Oddbean new post about login | logout Adding the client tag does not really change the security or privacy too much. IMO Almost all clients have a distinct way they construct events (order of tags, supporting hashtags, mention tagging, etc) so it wouldn't be to difficult to fingerprint events and guess what client constructed them. We kind of already do this in the nostrability repo when trying to figure out what client created bad or incompatible events I made it opt-out because it wouldn't be very effective if every user had to go digging in the settings to turn it on. and as I said above it does not change much for privacy
Although it could also be a "accept cookies" like thing. so when the user first loads the app it asks them if they want to tell other users they are using it... 🤔
I think it's a setting in Coracle, if I remember correctly.
yeah it has been a setting, opt in, for a long time in #coracle it should be opt in also as nostr:nprofile1qythwumn8ghj7un9d3shjtnwdaehgu3wvfskuep0qywhwumn8ghj7mn0wd68ytnzd96xxmmfdejhytnnda3kjctv9uq3wamnwvaz7tmjv4kxz7fwwpexjmtpdshxuet59uqsuamnwvaz7tmwdaejumr0dshszymhwden5te0wp6hyurvv4cxzeewv4ej7qgewaehxw309aex2mrp0yh8xmn0wf6zuum0vd5kzmp0qy2hwumn8ghj7mn0wd68ytn00p68ytnyv4mz7qpqqdjn8j4gwgmkj3k5un775nq6q3q7mguv5tvajstmkdsqdja2havqwss8ym points out, client devs need to do more to make their event constructions more uniform there is also security concerns related to this especially when clients get DMs working properly and exploits start appearing for snarfing metadata from relay users (actual seen times of events, user activity periods and timezone estimation etc) anyhow, i can understand the hostility towards opt-out telemetry, the number of times i see this in server apps being targeted at devs it's getting quite alarming how normalized this spy shit is becoming just say no to spyware!
I don't think it's anyones business what client I used to create notes.
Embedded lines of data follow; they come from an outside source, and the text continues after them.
PR #1419, opened 2025-10-17
upgrade promethues api metric label,add  devicetype  label

zhegemingzimeibanquan:
**What type of PR is this?**
/kind feature

**What this PR does / why we need it**:
Adds GPU model identification to metric collection by introducing a devicetype  label. This enables proper resource classification and analysis of GPU workloads across different hardware types (e.g., NVIDIA Tesla P100-PCIE-12GB,NVIDIA A100-PCIE-40GB). Specifically implements nvml.Device.GetName() to capture the exact hardware model string

**Which issue(s) this PR fixes**:
Fixes none

**Special notes for your reviewer**:
- ✅ **NVIDIA-only implementation**: Uses `nvml.Device.GetName()` directly from `go-nvml` (no `nvidia-smi`/`lspci` dependencies)
- ✅ **Exact model string**: Returns full driver-reported name (e.g., "NVIDIA H100-SXM5-80GB", not just "H100")
- ✅ **Zero performance impact**: Caches model string during first metric collection
- ✅ **Backward compatible**: New `gputype` label added to all GPU metrics (no existing metrics changed)

**Does this PR introduce a user-facing change?**: Yes

PR #1139, opened 2025-06-20
nvidia model duplicate NVIDIA prefix

lengrongfu:
**What type of PR is this?**

**What this PR does / why we need it**:

**Which issue(s) this PR fixes**:
Fixes #

**Special notes for your reviewer**:

**Does this PR introduce a user-facing change?**:

PR #2991, opened 2026-09-09
fix(monitor): drop duplicate `NVIDIA` prefix from `device_type` label

### LINKED ISSUE #2771: bug(vGPUmonitor): hami_host_gpu_memory_controller_utilization_ratio  missing  node  label

### LINKED ISSUE #2990: vGPUmonitor host GPU metrics: device_type is double-prefixed and memory-controller utilization is missing the node label
## What happened

Two label defects in `cmd/vGPUmonitor/metrics.go` make the `hami_host_gpu_*` series unusable alongside the scheduler's `hami_gpu_*` series.

### 1. `device_type` is double-prefixed on modern drivers

The device plugin normalizes the NVML model name conditionally — it only prepends the vendor when NVML did not already report it ([`register.go:173-177`](https://github.com/Project-HAMi/HAMi/blob/master/pkg/device-plugin/nvidiadevice/nvinternal/plugin/register.go#L173-L177)):

```go
if !strings.HasPrefix(Model, "NVIDIA") {
    Model = fmt.Sprintf("NVIDIA-%s", Model)
}
```

vGPUmonitor prepends it unconditionally ([`metrics.go:330`](https://github.com/Project-HAMi/HAMi/blob/master/cmd/vGPUmonitor/metrics.go#L330)):

```go
deviceName: "NVIDIA-" + deviceName,
```

Since driver R470, `nvmlDeviceGetName` already returns the vendor in the name (`NVIDIA A100-SXM4-40GB`, `NVIDIA GeForce RTX 4090`). So on any current GPU the same physical card is labelled two different ways:

| source | metric | `device_type` |
|---|---|---|
| scheduler (from the node register annotation) | `hami_gpu_memory_limit_bytes` | `NVIDIA A100-SXM4-40GB` |
| vGPUmonitor | `hami_host_gpu_memory_used_bytes` | `NVIDIA-NVIDIA A100-SXM4-40GB` |

Any PromQL that joins or groups the two sets on `device_type` silently returns nothing. Older cards whose NVML name has no vendor (`Tesla V100-SXM2-16GB`) are unaffected, which is presumably why this went unnoticed.

The intent was clearly to keep the two in sync — #1419, which introduced the label, has the commit message *"与hami注解中的gpu显卡型号进行写法同步"* ("synchronize with the GPU model notation in the HAMi annotation"). The implementation just duplicated the rule instead of sharing it, and got the condition wrong.

### 2. `hami_host_gpu_memory_controller_utilization_ratio` is missing the `node` label

Every other host metric declares `{"node", "device_index", "device_uuid", "device_type"}`. This one declares only `{"device_index", "device_uuid", "device_type"}` ([`metrics.go:69-73`](https://github.com/Project-HAMi/HAMi/blob/master/cmd/vGPUmonitor/metrics.go#L69-L73)), and the emit site passes three label values accordingly, even though `identity.nodeName` is right there. It cannot be grouped by node or joined against its siblings without falling back to the scrape target's relabeled `instance`.

- `device_type` identifies a GPU identically in vGPUmonitor and scheduler metrics.
- All `hami_host_gpu_*` metrics carry the `node` label.

## How to reproduce it

On a node with an A100 (or any GPU on driver ≥ R470):

```
curl -s <vGPUmonitor>:9394/metrics | grep hami_host_gpu_memory_used_bytes
# device_type="NVIDIA-NVIDIA A100-SXM4-40GB"

kubectl get node <node> -o jsonpath='{.metadata.annotations.hami\.io/node-nvidia-register}'
# ...,NVIDIA A100-SXM4-40GB,...
```

and:

```
curl -s <vGPUmonitor>:9394/metrics | grep hami_host_gpu_memory_controller_utilization_ratio
# no node= label
```

Fix: move the normalization into one shared helper in `pkg/device/nvidia` used by both the plugin and the monitor, and add the missing `node` label. PR follows.

Note that fixing (1) changes the emitted `device_type` value on modern GPUs (and on the legacy `HostGPUMemoryUsage` / `HostCoreUtilization` names too), so existing dashboards that hard-code `NVIDIA-NVIDIA ...` will need updating — but that value was never meant to be there.

## Environment

- HAMi version: master (`d96e7e8`)
- Affects: NVIDIA GPUs on driver R470 and later

rapsealk:
Fixes #2990

## What this PR does

`device_type` on the `hami_host_gpu_*` series emitted by vGPUmonitor was double-prefixed on modern drivers, so it did not match the scheduler's `hami_gpu_*` series for the same physical GPU.

The device plugin only prepends `NVIDIA-` when `nvmlDeviceGetName` did not already report the vendor; vGPUmonitor prepended it unconditionally. Since driver R470 the NVML name already contains it, so the same card was labelled `NVIDIA A100-SXM4-40GB` in the node register annotation (and thus in `hami_gpu_*`) but `NVIDIA-NVIDIA A100-SXM4-40GB` in `hami_host_gpu_*`.

This completes #1139. That PR (Nov 2025, "nvidia model duplicate NVIDIA prefix") replaced the unconditional `fmt.Sprintf("%v-%v", "NVIDIA", Model)` in `register.go` with the conditional check — three weeks after #1419 had added the unconditional copy to vGPUmonitor — and the monitor copy was missed. The rule now lives in one place, `nvidia.NormalizeDeviceModel`, and both call sites use it. The plugin's behaviour is byte-for-byte unchanged; only the monitor's label changes.

**Scope note:** #2990 also reports the missing `node` label on `hami_host_gpu_memory_controller_utilization_ratio`. That is already fixed by #2776 (opened earlier, fixes #2771), so this PR no longer touches it; the two PRs share no hunks.

## Behaviour change

On GPUs with a driver ≥ R470, the `device_type` label on the `hami_host_gpu_*` metrics — and on the legacy `HostGPUMemoryUsage` / `HostCoreUtilization` names — changes from `NVIDIA-NVIDIA <model>` to `NVIDIA <model>`, matching the scheduler metrics and the node annotation.

To be precise about impact: `device_uuid` and `node` were always consistent between the two metric families, so joins on those keys were never broken. What was broken is grouping or labelling by `device_type` across the two families, and any dashboard that hard-codes the doubled value. Those need updating. Older cards whose NVML name has no vendor prefix (e.g. `Tesla V100-SXM2-16GB`) are unaffected.

## Tests

- `TestResolveGPUDeviceIdentityDoesNotDoublePrefixModel` — fails on master, where the identity returns `NVIDIA-NVIDIA A100-SXM4-40GB`.
- `TestNormalizeDeviceModel` — unit test for the new helper (already-prefixed, legacy, and empty names).

Existing `cmd/vGPUmonitor` and `pkg/device-plugin/.../plugin` tests pass unchanged, including the pedantic-registry Describe/Collect check.

## AI assistance disclosure

Per CONTRIBUTING.md: this PR was investigated and written with Claude Code, including an independent review pass that surfaced the #1139 provenance. I reviewed the diff, confirmed the double-prefix against the NVML naming behaviour and the two call sites, and verified the regression test fails on master before the fix. Review responses will be my own words, not pasted model output.

🤖 Generated with [Claude Code](https://claude.com/claude-code)

https://claude.ai/code/session_01CbWVFcwM1e4NschReqYvHr

## Summary by CodeRabbit

- **Bug Fixes**
  - Standardized NVIDIA GPU model names across device-plugin metadata and vGPU monitoring metrics.
  - Prevented duplicate vendor prefixes for GPU models already reported with “NVIDIA.”
  - Added the appropriate NVIDIA prefix for model names reported without one.
  - Improved consistency of GPU identification across different driver generations.

- **Tests**
  - Added coverage for prefixed, unprefixed, and empty GPU model names.


mesutoezdil:
remove the llm from history pls

mesutoezdil:
the node-label half of this (hostGPUMemoryUtilizationdesc) is the same fix as the still-open #2776, so whichever merges first will need the other rebased

rapsealk:
@mesutoezdil Thanks for the comment! I have dropped the duplicate changes.

archlitchi (approved):
/lgtm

If I want to advertise your client I should be able to turn it on. On by default is a big no from me, sorry. Anything my client appends to my notes without my permission is too much imo. Tags are generally not user-facing. To be clear, I have been very against this for a really long time, but I'm a nostr nobody. I've had it on the roadmap for my signer since the spec introduced it. https://github.com/VnUgE/NVault?tab=readme-ov-file#extension
This is the thing. It's additional info in the events. Don't know if a normie user would understand that. And what about niche clients for a subset of users tagging the events? Very easy to track them.
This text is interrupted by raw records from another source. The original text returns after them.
PR #2993, opened 2026-09-09
test(scheduler): add tests for LoadConfig

magic-peach:
LoadConfig reads and parses the scheduler's YAML config file but had no test
coverage: not for a missing file, not for invalid YAML, not for the success
path every scheduler component depends on at startup. Adds TestLoadConfig
with four subtests: file not found, invalid YAML, an empty file (valid YAML,
zero-value config), and a valid config asserting the parsed nvidia and hygon
fields.

Fixes #

Test-only change, no production code touched. Ran go build, go vet, and the
full pkg/scheduler/config test suite locally, all pass.

No

This PR was written primarily by Claude Code, an AI coding assistant, under
my direction and review. I have read, tested, and take responsibility for
this change.

## Summary by CodeRabbit

* **Tests**
  * Expanded configuration loading coverage for missing files, invalid YAML, empty configurations, and valid Nvidia and Hygon settings.
  * Added verification that configuration parsing returns appropriate errors and correctly preserves supported hardware settings.

### DIFF
--- a/pkg/scheduler/config/config_test.go
+++ b/pkg/scheduler/config/config_test.go
@@ -18,6 +18,7 @@ package config
 
 import (
 	"fmt"
+	"os"
 	"slices"
 	"testing"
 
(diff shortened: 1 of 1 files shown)


Eshiv-Pandey (commented):
imo, this adds coverage for a thin os.ReadFile + yaml.Unmarshal wrapper whose parsing is already covered by Test_LoadConfig in the same file, with no linked issue. idts this pr will survive. don't close it tho.. wait for the maintainers to review this

pkg/scheduler/config/config_test.go
```diff
@@ -786,3 +787,48 @@ func Test_Resourcereqs(t *testing.T) {
 		})
 	}
 }
+
+func TestLoadConfig(t *testing.T) {
```
maishivamhoo123, line 791: There is already a existing Test_LoadConfig func i think it would be very confusing to add a new TestLoadConfig func  , 
It would be better if you change the func name and in new function call only error case.
What do you think?

pkg/scheduler/config/config_test.go
```diff
@@ -786,3 +787,48 @@ func Test_Resourcereqs(t *testing.T) {
...
+	t.Run("file does not exist", func(t *testing.T) {
+		_, err := LoadConfig("/nonexistent/path/config.yaml")
+		assert.ErrorContains(t, err, "no such file or directory")
```
maishivamhoo123, line 794: I think it would be better if we use the existing   errors.Is(err, fs.ErrNotExist) instead "no such file or directory" will be better am i correct?.

maishivamhoo123 (changes requested):

pkg/scheduler/config/config_test.go
mesutoezdil, line 791: did you search for existing LoadConfig tests first?

pkg/scheduler/config/config_test.go
mesutoezdil, line 794: why does this break on windows machines?

Shouren:
@magic-peach Could we consolidate these into one `TestLoadConfig`? The existing `Test_LoadConfig` calls `yaml.Unmarshal` directly. We could write its existing fixture to a temporary file, call `LoadConfig`, and retain all its field assertions, then add subtests for missing files, invalid YAML, and empty files. This would cover the actual loading path while avoiding overlapping tests and confusing names.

I mean... There may be some.... interesting clients, eventually.
If you go from client to client, it's similar to a browsing history.
Sure I could see you swapping from desktop to mobile and so on
Or from some furry dating client to the interracial porn client to the Mormon homemaking client. LOL I mean, okay, obviously switch npubs, but still.
I think any client that injects non-critical tags into events by DEFAULT is wrong. Build a better UX that enables users to understand their purpose. I will continue to build tools that enable hard-core users to strip these tags before signing. Client's can break this if they want, but I hope they choose to accept the signed result as authoritative.
Agreed. I prefer relying on things that are very obviously public (zaps, replies, shares, ...) for discovery/recommendations.